Look through the listing below, and wherever a line has the string "callback", pull it out.

Dataset extract START

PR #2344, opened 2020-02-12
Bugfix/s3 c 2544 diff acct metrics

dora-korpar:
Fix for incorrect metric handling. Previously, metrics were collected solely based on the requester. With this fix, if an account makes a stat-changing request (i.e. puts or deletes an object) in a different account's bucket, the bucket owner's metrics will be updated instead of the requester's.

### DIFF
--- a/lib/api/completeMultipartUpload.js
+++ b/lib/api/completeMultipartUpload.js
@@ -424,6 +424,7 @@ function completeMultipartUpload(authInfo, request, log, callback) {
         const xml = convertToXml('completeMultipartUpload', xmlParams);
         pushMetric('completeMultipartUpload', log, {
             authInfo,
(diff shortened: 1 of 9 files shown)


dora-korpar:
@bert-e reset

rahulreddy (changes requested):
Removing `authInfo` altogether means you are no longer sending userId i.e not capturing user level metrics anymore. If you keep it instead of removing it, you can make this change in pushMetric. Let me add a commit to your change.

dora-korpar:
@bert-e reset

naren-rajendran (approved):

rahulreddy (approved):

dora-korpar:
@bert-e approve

Dataset extract END
Dataset extract START

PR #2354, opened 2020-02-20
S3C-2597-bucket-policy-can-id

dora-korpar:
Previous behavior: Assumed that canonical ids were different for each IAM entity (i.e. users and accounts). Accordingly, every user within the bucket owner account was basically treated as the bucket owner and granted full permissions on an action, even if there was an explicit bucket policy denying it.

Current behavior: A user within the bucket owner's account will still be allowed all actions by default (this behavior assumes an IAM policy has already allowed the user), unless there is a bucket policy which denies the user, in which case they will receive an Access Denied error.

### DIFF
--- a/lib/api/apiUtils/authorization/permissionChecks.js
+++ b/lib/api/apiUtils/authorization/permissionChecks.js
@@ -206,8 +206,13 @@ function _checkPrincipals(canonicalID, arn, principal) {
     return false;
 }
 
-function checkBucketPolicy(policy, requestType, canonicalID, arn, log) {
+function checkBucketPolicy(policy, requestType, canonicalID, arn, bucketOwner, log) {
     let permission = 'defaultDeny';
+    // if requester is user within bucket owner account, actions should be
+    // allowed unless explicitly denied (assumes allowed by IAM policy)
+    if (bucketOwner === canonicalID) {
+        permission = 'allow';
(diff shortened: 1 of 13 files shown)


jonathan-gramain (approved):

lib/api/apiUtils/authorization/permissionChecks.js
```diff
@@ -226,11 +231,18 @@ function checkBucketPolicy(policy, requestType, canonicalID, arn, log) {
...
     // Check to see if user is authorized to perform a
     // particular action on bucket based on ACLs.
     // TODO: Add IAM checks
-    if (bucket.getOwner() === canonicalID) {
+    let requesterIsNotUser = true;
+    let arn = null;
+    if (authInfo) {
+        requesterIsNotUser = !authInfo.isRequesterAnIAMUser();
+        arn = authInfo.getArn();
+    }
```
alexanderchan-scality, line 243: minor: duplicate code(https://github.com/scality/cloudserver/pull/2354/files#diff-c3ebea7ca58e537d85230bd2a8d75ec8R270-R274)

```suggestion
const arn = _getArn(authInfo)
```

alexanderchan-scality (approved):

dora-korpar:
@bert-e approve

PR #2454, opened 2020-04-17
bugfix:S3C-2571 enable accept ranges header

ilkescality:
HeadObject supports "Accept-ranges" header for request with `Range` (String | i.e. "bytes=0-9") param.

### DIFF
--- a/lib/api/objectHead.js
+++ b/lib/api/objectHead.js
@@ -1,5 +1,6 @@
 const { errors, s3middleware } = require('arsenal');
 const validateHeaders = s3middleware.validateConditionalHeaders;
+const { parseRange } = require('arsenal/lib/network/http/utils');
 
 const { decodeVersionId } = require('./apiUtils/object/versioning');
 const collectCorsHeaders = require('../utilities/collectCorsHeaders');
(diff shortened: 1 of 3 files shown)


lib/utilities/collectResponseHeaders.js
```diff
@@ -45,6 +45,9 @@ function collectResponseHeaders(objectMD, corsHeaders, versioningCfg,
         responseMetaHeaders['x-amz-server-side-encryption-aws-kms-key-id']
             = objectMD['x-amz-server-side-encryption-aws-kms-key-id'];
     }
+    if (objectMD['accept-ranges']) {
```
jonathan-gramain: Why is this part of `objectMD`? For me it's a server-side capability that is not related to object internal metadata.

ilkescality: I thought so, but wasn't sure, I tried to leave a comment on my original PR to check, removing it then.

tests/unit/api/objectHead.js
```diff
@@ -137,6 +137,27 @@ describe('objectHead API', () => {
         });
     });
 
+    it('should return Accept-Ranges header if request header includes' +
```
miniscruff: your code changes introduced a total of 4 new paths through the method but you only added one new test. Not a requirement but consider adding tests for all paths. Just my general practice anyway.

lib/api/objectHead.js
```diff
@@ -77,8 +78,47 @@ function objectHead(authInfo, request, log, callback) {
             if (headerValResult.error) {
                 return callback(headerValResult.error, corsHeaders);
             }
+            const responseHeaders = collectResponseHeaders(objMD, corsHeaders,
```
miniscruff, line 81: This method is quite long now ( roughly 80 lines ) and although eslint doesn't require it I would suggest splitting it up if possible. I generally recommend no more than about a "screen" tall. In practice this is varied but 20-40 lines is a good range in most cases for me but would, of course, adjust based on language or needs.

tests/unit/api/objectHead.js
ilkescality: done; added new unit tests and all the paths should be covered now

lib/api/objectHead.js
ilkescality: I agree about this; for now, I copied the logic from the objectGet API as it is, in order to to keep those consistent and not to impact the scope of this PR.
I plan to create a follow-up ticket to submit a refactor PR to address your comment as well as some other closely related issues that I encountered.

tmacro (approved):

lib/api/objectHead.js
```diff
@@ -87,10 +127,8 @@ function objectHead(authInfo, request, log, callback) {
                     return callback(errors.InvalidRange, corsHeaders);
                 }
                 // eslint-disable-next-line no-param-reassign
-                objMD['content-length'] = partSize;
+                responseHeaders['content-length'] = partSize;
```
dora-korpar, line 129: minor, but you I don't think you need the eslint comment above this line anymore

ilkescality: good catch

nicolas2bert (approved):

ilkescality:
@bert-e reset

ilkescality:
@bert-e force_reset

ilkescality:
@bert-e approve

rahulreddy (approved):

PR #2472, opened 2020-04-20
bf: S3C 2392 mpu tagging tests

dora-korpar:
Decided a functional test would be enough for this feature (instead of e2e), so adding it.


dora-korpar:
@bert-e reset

Dataset extract END

● **Reply to the task**
@@ -424,6 +424,7 @@ function completeMultipartUpload(authInfo, request, log, callback) {
@@ -77,8 +78,47 @@ function objectHead(authInfo, request, log, callback) {
                 return callback(headerValResult.error, corsHeaders);
@@ -87,10 +127,8 @@ function objectHead(authInfo, request, log, callback) {
                     return callback(errors.InvalidRange, corsHeaders);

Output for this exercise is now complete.